**Aim of the exercise:**
For this exercise, set down all the records exactly as given.

**Records for the task:**

PR #2486, opened 2024-10-10
[fix #2476] docs: convert useClickableProps stories file to TS

### LINKED ISSUE #2476: docs: convert useClickableProps stories file to TS
Convert the `useClickableProps` stories file to TypeScript:
- Change the file extension to `stories.tsx`
- Resolve type issues (if there are), avoid using `any` and prefer existing types

## Related files
`packages/core/src/hooks/useClickableProps/__stories__/useClickableProps.stories.js`

---

[Monday ticket [internal]](https://monday.monday.com/boards/3532714909/pulses/7601091903)

ahammadabdullah:
First of all I changed the .prettierrc file and set `"endOfLine": "auto"` to avoid crlf issues. 
Then I Changed the useClickableProps.stories.js to useClickableProps.stories.tsx file as the issue mentioned. And defined types properly. 


packages/core/src/hooks/useClickableProps/__stories__/useClickableProps.stories.tsx
```diff
@@ -23,7 +31,7 @@ export const Overview = {
     );
 
     return (
-      <div {...clickableProps} className="monday-storybook-use-clickable-props">
+      <div {...clickableProps} className="monday-storybook-use-clickable-props" ref={ref}>
```
talkor, line 34: The ref is already provided in `clickableProps`

packages/core/src/hooks/useClickableProps/__stories__/useClickableProps.stories.tsx
```diff
@@ -1,17 +1,25 @@
-import React, { useCallback, useRef } from "react";
+import React, { useCallback, useRef, RefObject, MouseEvent, KeyboardEvent } from "react";
 import useClickableProps from "../useClickableProps";
 import "./useClickableProps.stories.scss";
 
+interface ClickableProps extends React.HTMLAttributes<HTMLElement> {
```
talkor, line 5: No need to re-create the interface, we already use such interface in the hook :) We can just import it

.prettierrc
```diff
@@ -1,5 +1,6 @@
 {
   "printWidth": 120,
   "trailingComma": "none",
-  "arrowParens": "avoid"
+  "arrowParens": "avoid",
+  "endOfLine": "auto"
```
talkor, line 5: Let's avoid such changes as they have an effect on the entire repo, plus it's out of the scope and we currently don't want changes to prettier config at the moment 🙏🏼

talkor (changes requested):
Thanks for the PR @ahammadabdullah ! Please see my comments

.prettierrc
ahammadabdullah: @talkor i understand. But without prettier config I'm getting CRLF errors. Every page I open I see error in every line. :) do you have any idea how can I solve this issue ?

packages/core/src/hooks/useClickableProps/__stories__/useClickableProps.stories.tsx
ahammadabdullah: image
getting this error with the imported type. Now can I change that interface?

ahammadabdullah: @talkor in the interface `  tabIndex?: string | number;` defined as this. But im getting error because it has to be number only. Either I cast the tabindex explicitly or change the type interface. What to do ?

talkor: @ahammadabdullah there seem to be an issue with the return type of the ref in useClickableProps which might be a breaking change, probably using a generic type will be best here but it's out of the scope. Let's close it for now, appreciate the effort! We have more issues to tackle if you'd like🙏🏼Thanks!

PR #2488, opened 2024-10-10
Bug/moshe/fix custom svg

MosheZemah:


YossiSaadi (commented):
it affects also non-server usages, is it safe? did you had the chance to thoroughly check this change?

PR #2528, opened 2024-10-13
docs(Clickable): related component should use Text instead of inline string

### LINKED ISSUE #2507: Change `Clickable` catalog component to use `Text` component
In the file of:
`packages/core/src/storybook/components/related-components/descriptions/clickable-description/clickable-description.jsx`
which can be seen on our [Catalog](https://vibe.monday.com/?path=/docs/catalog--docs) page, we do not currently use Vibe's `Text` component, but instead use inline string.
It also causes theme issues where a story doesn't look right on dark themes.

```typescript
<Clickable className={classes["clickable-description"]} onClick={() => alert("clicked")}>
  <div>Button with custom appearance</div>
</Clickable>
```
--> Something like
```typescript
<Clickable className={classes["clickable-description"]} onClick={() => alert("clicked")}>
  <Text ellipsis={false}>Button with custom appearance</Text>
</Clickable>
```

- Notice the `ellipsis` as `false` as well.
- Notice to remove `color` from the appropriate css as well attached to the file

**Solution to this task:**
PR #2486, opened 2024-10-10
[fix #2476] docs: convert useClickableProps stories file to TS

### LINKED ISSUE #2476: docs: convert useClickableProps stories file to TS
Convert the `useClickableProps` stories file to TypeScript:
- Change the file extension to `stories.tsx`
- Resolve type issues (if there are), avoid using `any` and prefer existing types

## Related files
`packages/core/src/hooks/useClickableProps/__stories__/useClickableProps.stories.js`

---

[Monday ticket [internal]](https://monday.monday.com/boards/3532714909/pulses/7601091903)

ahammadabdullah:
First of all I changed the .prettierrc file and set `"endOfLine": "auto"` to avoid crlf issues. 
Then I Changed the useClickableProps.stories.js to useClickableProps.stories.tsx file as the issue mentioned. And defined types properly. 


packages/core/src/hooks/useClickableProps/__stories__/useClickableProps.stories.tsx
```diff
@@ -23,7 +31,7 @@ export const Overview = {
     );
 
     return (
-      <div {...clickableProps} className="monday-storybook-use-clickable-props">
+      <div {...clickableProps} className="monday-storybook-use-clickable-props" ref={ref}>
```
talkor, line 34: The ref is already provided in `clickableProps`

packages/core/src/hooks/useClickableProps/__stories__/useClickableProps.stories.tsx
```diff
@@ -1,17 +1,25 @@
-import React, { useCallback, useRef } from "react";
+import React, { useCallback, useRef, RefObject, MouseEvent, KeyboardEvent } from "react";
 import useClickableProps from "../useClickableProps";
 import "./useClickableProps.stories.scss";
 
+interface ClickableProps extends React.HTMLAttributes<HTMLElement> {
```
talkor, line 5: No need to re-create the interface, we already use such interface in the hook :) We can just import it

.prettierrc
```diff
@@ -1,5 +1,6 @@
 {
   "printWidth": 120,
   "trailingComma": "none",
-  "arrowParens": "avoid"
+  "arrowParens": "avoid",
+  "endOfLine": "auto"
```
talkor, line 5: Let's avoid such changes as they have an effect on the entire repo, plus it's out of the scope and we currently don't want changes to prettier config at the moment 🙏🏼

talkor (changes requested):
Thanks for the PR @ahammadabdullah ! Please see my comments

.prettierrc
ahammadabdullah: @talkor i understand. But without prettier config I'm getting CRLF errors. Every page I open I see error in every line. :) do you have any idea how can I solve this issue ?

packages/core/src/hooks/useClickableProps/__stories__/useClickableProps.stories.tsx
ahammadabdullah: image
getting this error with the imported type. Now can I change that interface?

ahammadabdullah: @talkor in the interface `  tabIndex?: string | number;` defined as this. But im getting error because it has to be number only. Either I cast the tabindex explicitly or change the type interface. What to do ?

talkor: @ahammadabdullah there seem to be an issue with the return type of the ref in useClickableProps which might be a breaking change, probably using a generic type will be best here but it's out of the scope. Let's close it for now, appreciate the effort! We have more issues to tackle if you'd like🙏🏼Thanks!

PR #2488, opened 2024-10-10
Bug/moshe/fix custom svg

MosheZemah:


YossiSaadi (commented):
it affects also non-server usages, is it safe? did you had the chance to thoroughly check this change?

PR #2528, opened 2024-10-13
docs(Clickable): related component should use Text instead of inline string

### LINKED ISSUE #2507: Change `Clickable` catalog component to use `Text` component
In the file of:
`packages/core/src/storybook/components/related-components/descriptions/clickable-description/clickable-description.jsx`
which can be seen on our [Catalog](https://vibe.monday.com/?path=/docs/catalog--docs) page, we do not currently use Vibe's `Text` component, but instead use inline string.
It also causes theme issues where a story doesn't look right on dark themes.

```typescript
<Clickable className={classes["clickable-description"]} onClick={() => alert("clicked")}>
  <div>Button with custom appearance</div>
</Clickable>
```
--> Something like
```typescript
<Clickable className={classes["clickable-description"]} onClick={() => alert("clicked")}>
  <Text ellipsis={false}>Button with custom appearance</Text>
</Clickable>
```

- Notice the `ellipsis` as `false` as well.
- Notice to remove `color` from the appropriate css as well attached to the file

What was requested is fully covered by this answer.